Dissimilarity-based classification in the absence of local ground truth: application to the diagnostic interpretation of chest radiographs

Y. Arzhaeva, D. Tax and B. van Ginneken

Pattern Recognition 2009;42(9):1768-1776.

DOI Cited by ~29

In this paper classification on dissimilarity representations is applied to medical imaging data with the task of discrimination between normal images and images with signs of disease. We show that dissimilarity-based classification is a beneficial approach in dealing with weakly labeled data, i.e. when the location of disease in an image is unknown and therefore local feature-based classifiers cannot be trained. A modification to the standard dissimilarity-based approach is proposed that makes a dissimilarity measure multi-valued, hence, able to retain more information. A multi-valued dissimilarity between an image and a prototype becomes an image representation vector in classification. Several classification outputs with respect to different prototypes are further integrated into a final image decision. Both standard and proposed methods are evaluated on data sets of chest radiographs with textural abnormalities and compared to several feature-based region classification approaches applied to the same data.
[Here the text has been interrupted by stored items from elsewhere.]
Issue #1487, opened 2026-09-09
2,093 URLs date themselves from records and emit no Last-Modified — /best/free-error-tracking advertises 2026-09-06 for a page created 2026-09-08


robhunterclaude:
## What we serve

`/best/free-error-tracking` was created 2026-09-08 by PR #1477. On production today:

```
sitemap-pages.xml   <lastmod>2026-09-06</lastmod>
curl -I             no Last-Modified, no ETag
                    cache-control: public, max-age=3600
```

A crawler that has never seen the URL is told it last changed two days before it existed, and the response carries nothing that contradicts the sitemap.

## Scale

Measured across all five sitemaps: **2,583 URLs. 490 are in `data/page-lastmod.json`. 2,093 are not.**

| prefix | URLs | dated from |
|---|---:|---|
| `/vendor/*` | 1,573 | that vendor's `verifiedDate` |
| `/alternative-to/*` | 227 | the subject vendor's `verifiedDate` |
| `/best/*` | 79 | the newest `verifiedDate` among the member categories |
| `/category/*` | 66 | that category's newest `verifiedDate` |
| `/trends/*` | 66 | the same |
| `/digest/*` | 47 | the newest `verifiedDate` in the catalogue |
| `/reports/*` | 25 | the day of the request |
| ten single pages | 10 | the newest `verifiedDate`, or the day of the request |

Every one of those rules reads records. None can see a code change, which is the defect #1434 fixed for the other 490.

`pageLastmodHeader` returns null for any path the ledger does not hold, so all 2,093 emit no `Last-Modified` at all. Sampling 60 URLs from `sitemap-pages.xml` with a HEAD: 13 carried the header, 47 did not. For four fifths of the crawl space the sitemap date is the only freshness signal we emit, and it is the one that cannot see code.

**78 of 78 `/best/<slug>` pages advertise a day older than 2026-09-08**, the day PR #1477 rewrote all of them and created 22 of them. PR #1480 rewrote them again on 09-09. The days they advertise run from 2026-08-05 to 2026-09-07.

## The migration, decided

Seed each URL with the day it advertises today, and move it only when its body next moves.

[...]

Issue #1434, opened 2026-09-07
Sitemap dates and Last-Modified move only when the data run pushes — three pages rewritten today advertise 2026-09-05, and #1347 would turn that into a 304


robhunterclaude:
## What we serve

Three pages `#1431` rewrote **today**, read on production 2026-09-07:

```
/storage-comparison-2026        last-modified: Sat, 05 Sep 2026 00:00:00 GMT
/free-saas-stack                last-modified: Sat, 05 Sep 2026 00:00:00 GMT
/backblaze-b2-vs-cloudflare-r2  last-modified: Sat, 05 Sep 2026 00:00:00 GMT
```

`/storage-comparison-2026`'s central cost table was replaced. `/backblaze-b2-vs-cloudflare-r2`'s verdict was reversed. Both tell every crawler nothing has changed since the 5th.

`sitemap-comparisons.xml` gives `/backblaze-b2-vs-cloudflare-r2` the same `2026-09-05`.

## Why

`data/page-lastmod.json` is written by exactly one process. `.github/workflows/reverify.yml:60` sets `GATE_UPDATE_PAGE_LASTMOD: "1"` and `gate-data-push.sh:105` runs `update-page-lastmod.js`. Nothing else calls it — not the build, not a deploy, not a merge to `main`.

So the ledger has two inputs and listens to one:

| what changes a page body | moves the ledger |
|---|---|
| a record in `data/index.json` | yes — the data run rehashes and pushes |
| a commit to `src/serve.ts` | no |

The hashing itself is right: `hashPageBody` compares the rendered body and `changed` moves only when the hash moves. The defect is that the hash is recomputed on the wrong schedule.

## Scale

The ledger's last commit is `d9dd911`, 2026-09-05 12:16Z. Since then **22 commits have changed `src/`**, including `4254ef0` "Derive every page's lede from the description it already publishes", which by its own title moves every page's body.

All **496** ledger entries currently read `changed: 2026-09-05` — one date, no per-page information at all. That is expected for the first generation after `#1346`, and it is why the second run matters. There has not been one: `reverify.yml` last succeeded 2026-09-05 12:05Z, failed on 09-06, and has not run since. **42 hours, 22 code commits, one frozen date.**

## The pages this hits are the ones that matter most

[...]

Issue #1347, opened 2026-09-05
Answer conditional requests, and date the vendor and category pages


robhunterclaude:
#1346 shipped `Last-Modified` on 496 pages. Two things stop it doing any work.

## 1. No route can answer a conditional request

`/monitoring-comparison-2026` advertises `Last-Modified: Sat, 05 Sep 2026 00:00:00 GMT`. Send that value back to it:

```
curl -sI -H "If-Modified-Since: Sat, 05 Sep 2026 00:00:00 GMT" \
  https://agentdeals.dev/monitoring-comparison-2026
```

`200`, 74,859 bytes — byte-identical to the unconditional response.

Cloudflare's edge log for the 23 hours to `2026-09-05T02:00Z`: **0 responses with status 304, out of 18,592 requests.** Not one, on any route, from any client.

## 2. The routes crawlers hit hardest carry no date at all

| route class | serves `Last-Modified` | per-page day already published |
|---|---|---|
| ledger pages (496) | yes | `sitemap-comparisons`, `sitemap-pages` |
| `/vendor/*` (1,573) | none | yes — `sitemap-vendors` gives `/vendor/supabase` `2026-08-17` |
| `/category/*` | none | no |
| `/` | none, and no `cache-control` either | no |

Verified-crawler traffic in that same window — 3,607 requests across seven bot categories, of which the path-level query resolves 3,454:

| category | requests | of which `/vendor/*` |
|---|---|---|
| Search Engine Crawler | 1,430 | 750 |
| Search Engine Optimization | 909 | 190 |
| AI Crawler | 746 | 271 |
| AI Assistant | 167 | 66 |
| AI Search | 155 | 95 |

`/vendor/*` takes **1,377 requests a day**, the largest single class, and it is the one surface with no header. It is also the stalest: `sitemap-vendors` spreads its days across Jul–Sep, so most of what is re-fetched daily has not changed in weeks.

`/` is the homepage and sends no `cache-control`, no `Last-Modified` and no `ETag`.

## A passing test currently pins the gap

`test/page-lastmod.test.ts:342` asserts `/vendor/supabase` carries no `Last-Modified`, calling it "a page with no per-page day". It has one, and we publish it. That assertion needs to invert rather than relax.

## What to change

- [ ] A `GET` carrying `If-Modified-Since` at or after the page's own day returns `304` with no body. An earlier date returns `200` with the body.
[...]

PR #1540, opened 2026-09-11
Date every published URL from its own rendered body

robhunterclaude:
Refs #1487

The ledger held 473 of the 2,519 URLs the five sitemaps publish. The other 2,046 were dated from records — a vendor page from one vendor's `verifiedDate`, a best-of page from its members' categories, `/reports` from the day of the request. None of those can see a code change, which is the defect #1434 fixed for the 473.

Since #1536 it was worse than that on the middle population: `pageLastmodHeader` read `sitemapDayFor` and `revalidationDayHeader` read `renderedBodyDay`, so 1,599 vendor and category URLs advertised a day the same server would not honour.

**Every URL in every sitemap is now in the ledger, and one function answers both.** A page's day is the day its own rendered body last moved. Measured on this branch:

| | before | after |
|---|---|---|
| URLs the ledger dates | 473 | **2,519** |
| URLs carrying `Last-Modified` | 2,072 | **2,519** |
| URLs answering `304` against the day they advertise | 473 | **2,519** |

`/vendor/supabase` 48,642 bytes → 0. `/alternative-to/sentry` 81,118 → 0. `/category/ai-ml` 111,478 → 0. A client holding a copy from 2024 still gets the whole page.

## Seeding

**From the body, not from the record** — the reversal asked for on the issue. Every new entry takes the day the generation that first read it ran, so the whole crawl space reads `2026-09-11` and the burst is one day. AC-3's floor needs no separate mechanism: a seeded day is the day of the run, which cannot precede the day the URL first appeared. AC-5 is a test that no entry is dated after the generation that wrote it.

## A page whose body is a function of the UTC day

`/best/free-error-tracking` prints *"They are listed in an order that rotates daily"*, and it means it. The tie-break order is seeded on the UTC date, published at `/criteria`. **Those pages really are modified every day**, so a stored day would answer `304` to a client whose copy is genuinely out of date — the exact failure I refused a `Last-Modified`-based `304` for on #1347.

The generator reads every page twice, the second time against a server whose clock is a day ahead, and records the ones that differ:

```
Read 2519 pages twice in 25.8s: 4 whose output moved, 2046 new, 0 gone,
535 dated from the day they are served.
```

535 of 2,519 — 225 `/vendor/*`, 225 `/alternative-to/*` (all of them), 76 `/best/*` (all of them), plus `/`, `/best`, `/changes`, `/criteria`, `/expiring`, `/freshness`, `/badges`, `/shutdowns`, `/firebase-studio-shutdown`. Those entries store no hash at all, only `{ "daily": true }`, so they never churn the file, and their day is read off the clock when they are served.

Verified against a server running a day ahead:

```
rotates daily  /best/free-error-tracking  11 Sep -> 12 Sep   yesterday's day asks: 200
rotates daily  /alternative-to/sentry     11 Sep -> 12 Sep   yesterday's day asks: 200
rotates daily  /                          11 Sep -> 12 Sep   yesterday's day asks: 200
stable         /privacy                   09 Sep -> 09 Sep   yesterday's day asks: 304
stable         /reports                   11 Sep -> 11 Sep   yesterday's day asks: 304
```

**Four of those nine root pages were already in the ledger.** `/`, `/badges`, `/shutdowns` and `/firebase-studio-shutdown` are a function of the clock and were dated from a stored day, so between 00:00Z and the first push of the day they advertised yesterday and answered `304` against it. That has been true since #1536 and this closes it.

The clock seam is `scripts/shifted-clock.mjs`, loaded with `--import` by the generator only. Nothing in `src/` reads it and Railway never loads it.

## The consequence worth a decision

**535 URLs will now advertise `lastmod` = today, every day.** That is what we serve, and the alternative is publishing a date we know to be wrong. But it does tell a crawler that a fifth of the site changes daily when what changed is the order of a tied list. Stopping that means seeding the rotation on something other than the date, which is a published algorithm and not mine to change. Noted on the issue.

## Tests

- Every URL in every sitemap has a ledger entry, and the two sets are equal (AC-1, AC-4).
- Every sitemap `<lastmod>` equals the day the ledger holds, across the whole crawl space, and equals the `Last-Modified` the same server sends (AC-4).
- A vendor page and a category page revalidate against the day they advertise; a client from 2024 gets the page (AC-1).
- A page the ledger does not hold advertises no day and revalidates by its tag alone.
- A daily entry stays still across runs where a stored hash would move; a page that stops rotating moves back onto its own hash; the generator refuses to mark a page daily that it never read.
- Three tests held a second copy of the rule that a record-derived day cannot be revalidated against. Each is restated on what survives.

`tsc` clean. `page-lastmod` 60/60, `http` 330/330, and the twelve other files that read a sitemap or a freshness date are green locally.

## AC-7 — can #1347 proceed across the whole crawl space

Yes for `Last-Modified`: 2,046 URLs that could not answer a conditional request now do. `ETag` still reaches no client, and that is Cloudflare removing it from anything its HTML rewriter touches — unchanged by this and still on Rob's list.

### DIFF
--- a/data/page-lastmod.json
+++ b/data/page-lastmod.json
@@ -3,8 +3,7 @@
   "generated": "2026-09-11",
   "pages": {
     "/": {
-      "hash": "77e79ad498fcce1b",
-      "changed": "2026-09-11"
+      "daily": true
     },
     "/agent-payments": {
       "hash": "7928b54e81d481b9",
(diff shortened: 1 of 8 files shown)


robhunterclaude:
21 mutants, 21 killed — `scripts/mutate-1487.mjs`.

Two survived the first run and both were the same shape: the ledger's `generated` day standing in for the clock, identical while the ledger was generated on the day it was read. `renderedBodyDay` reading `pageLastmodLedger.generated` instead of `utcToday()` served the same header today, and a best-of sitemap entry taking `utcToday()` instead of its ledger day agreed with it because every best-of page is rotating.

A fixture server whose clock is a day ahead of the ledger it reads separates them, and that is now two tests: a rotating page takes the day it is served, and a page the ledger does not hold takes the ledger's own day rather than the day of the request. Both mutants die against them.

Also in this push: the sitemap index totalled five path lists on every request, one of which walks 1,539 vendors to decide which carry an alternatives page. `/sitemap.xml` went from 244ms to 0.6ms after the first request. The lists are read once, which is also what makes the inventory and the sitemaps provably the same set.

robhunterclaude:
Ran the generator a second time against the ledger this PR commits, to check that the daily set is stable across separate server processes rather than an artefact of one run:

```
pages 2519  moved 0  added 0  dropped 0  daily 535  seconds 26  generated 2026-09-11
```

Nothing moves, and the same 535 pages are detected. That answers the thing I was least sure of — the detection compares two different server processes, so any non-clock nondeterminism in a page would have shown up here as a spurious daily entry. None did.

**AC-6, cost on this box: 26s to read 2,519 pages twice**, against the 3s the 490 used to take once. Two server starts rather than one. I will quote the CI figure from the first scheduled run rather than guess at it.

Worth saying what the failure mode is if that detection is ever wrong: a page wrongly marked daily advertises today forever, which over-crawls. A page wrongly *not* marked daily answers a 304 it should not. The detection errs toward the first, because it only marks a page daily when its bytes actually differed.

robhunterclaude:
Merged. Verified on the merged main rather than on the branch: 2,519 of 2,519 published URLs carry a `Last-Modified`, agree with their sitemap entry, and answer `304` with no body against the day they advertise. 0 disagreements.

On a tuberculosis data set the multi-valued dissimilarity-based classification performs as well as the best region classification method applied to the fully labeled data, with an area under the receiver operating characteristic (ROC) curve (Az) of 0.82. The standard dissimilarity-based classification yields Az=0.80. On a data set with interstitial abnormalities both dissimilarity-based approaches achieve Az=0.98 which is closely behind the best region classification method.